Stored data entries:
PR #838, opened 2023-09-12
CI: test docker CIL

casperdcl:
- follow-up to #837
- fixes https://github.com/SyneRBI/SIRF-SuperBuild/pull/835#issuecomment-1709896466
- part of #836
- [x] depends on https://github.com/TomographicImaging/CIL/issues/1509
- is a dependency of https://github.com/SyneRBI/SIRF/issues/1198
- fixes #827

diff: https://github.com/SyneRBI/SIRF-SuperBuild/pull/838/files?w=1

Issue #722, opened 2022-06-09
env files need to set SIRF_PATH to where data is installed


KrisThielemans:
https://github.com/SyneRBI/SIRF-SuperBuild/blob/3950a2a5095cb9d9d66134d83becf186166d3062/env_sirf.sh.in#L6
but this means we need to have access to the source files.

Should instead be something like `${CMAKE_INSTALL_PREFIX}/share/SIRF-3.2/`. see https://github.com/SyneRBI/SIRF-SuperBuild/pull/718/files#r882778578

KrisThielemans:
SIRF finds location for install [here](https://github.com/SyneRBI/SIRF/blob/6fc60a4b81e67f38f8a4343563cc509b0b8ec19e/CMakeLists.txt#L205)

KrisThielemans:
Ideally we should get rid of the use of `SIRF_PATH` at all. Related is https://github.com/SyneRBI/SIRF/pull/904

KrisThielemans:
Pending https://github.com/SyneRBI/SIRF/issues/1201, so postponing

KrisThielemans:
SIRF tests still use the `SIRF_PATH` env variable sadly, see https://github.com/SyneRBI/SIRF/issues/1235, so we cannot remove `SIRF_PATH` yet. However, there are a few things that probably should be resolved now.

Before going into that, note that it is currently set as
https://github.com/SyneRBI/SIRF-SuperBuild/blob/8ca50676b4b3140beb960dc76f2f6ef5d2468ba4/env_sirf.sh.in#L6

Also, I believe that in the new docker env, we don't have the source anymore, so `SIRF_PATH` will point to a non-existent path I suppose. 

## optionally fix now

I found a few places where `SIRF_PATH` is used to find the location of the `gadgetron` executable, but they should all use `SIRF_INSTALL_PATH` instead
https://github.com/SyneRBI/SIRF-SuperBuild/blob/8ca50676b4b3140beb960dc76f2f6ef5d2468ba4/docker/start-gadgetron-notebook.sh#L31-L34
https://github.com/SyneRBI/SIRF-SuperBuild/blob/8ca50676b4b3140beb960dc76f2f6ef5d2468ba4/.github/workflows/test_cil.sh#L12
https://github.com/SyneRBI/SIRF-SuperBuild/blob/8ca50676b4b3140beb960dc76f2f6ef5d2468ba4/docker/devel/test.sh#L12-L15

[...]

PR #846, opened 2023-11-22
re-enable some CIL tests depending on SIRF allocate()

KrisThielemans:
Now that https://github.com/SyneRBI/SIRF/issues/1212 is fixed, we can reenable relevant tests

Reverts https://github.com/SyneRBI/SIRF-SuperBuild/pull/838/commits/160d5e5ac8396efb29322fe354083a7e5b5d8ad8

### DIFF
--- a/.github/workflows/test_cil.sh
+++ b/.github/workflows/test_cil.sh
@@ -10,7 +10,7 @@ for fname in test_SIRF.py utils.py testclass.py; do
 done
 
 $SIRF_PATH/../../INSTALL/bin/gadgetron >& ~/gadgetron.log&
-/opt/conda/bin/python -m unittest discover -v ./cil_sirf_test -k GradientPET -k BlockDataContainer
+/opt/conda/bin/python -m unittest discover -v ./cil_sirf_test
 ret=$?
 for i in $(jobs -p); do kill -n 15 $i || : ; done 2>/dev/null  # kill gadgetron
 exit $ret
--- a/.github/workflows/test_cil.sh
+++ b/.github/workflows/test_cil.sh
@@ -5,6 +5,7 @@ set -euxo pipefail
 mkdir cil_sirf_test
 touch cil_sirf_test/__init__.py
 DEFAULT_CIL_TAG=$(python -c 'import cil; print(f"v{cil.version.version}" if cil.version.commit_hash == "-1" else cil.version.commit_hash[1:])' | tail -n1)
+DEFAULT_CIL_TAG=master  # TODO: revert after CIL 24.0.0 release https://github.com/TomographicImaging/CIL/issues/1732
 for fname in test_SIRF.py utils.py testclass.py; do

**Required work**:
The required output is the exact run of lines from the one with "set -euxo pipefail" through the final line of the entries.

**Written solution**:
@@ -5,6 +5,7 @@ set -euxo pipefail
 mkdir cil_sirf_test
 touch cil_sirf_test/__init__.py
 DEFAULT_CIL_TAG=$(python -c 'import cil; print(f"v{cil.version.version}" if cil.version.commit_hash == "-1" else cil.version.commit_hash[1:])' | tail -n1)
+DEFAULT_CIL_TAG=master  # TODO: revert after CIL 24.0.0 release https://github.com/TomographicImaging/CIL/issues/1732
 for fname in test_SIRF.py utils.py testclass.py; do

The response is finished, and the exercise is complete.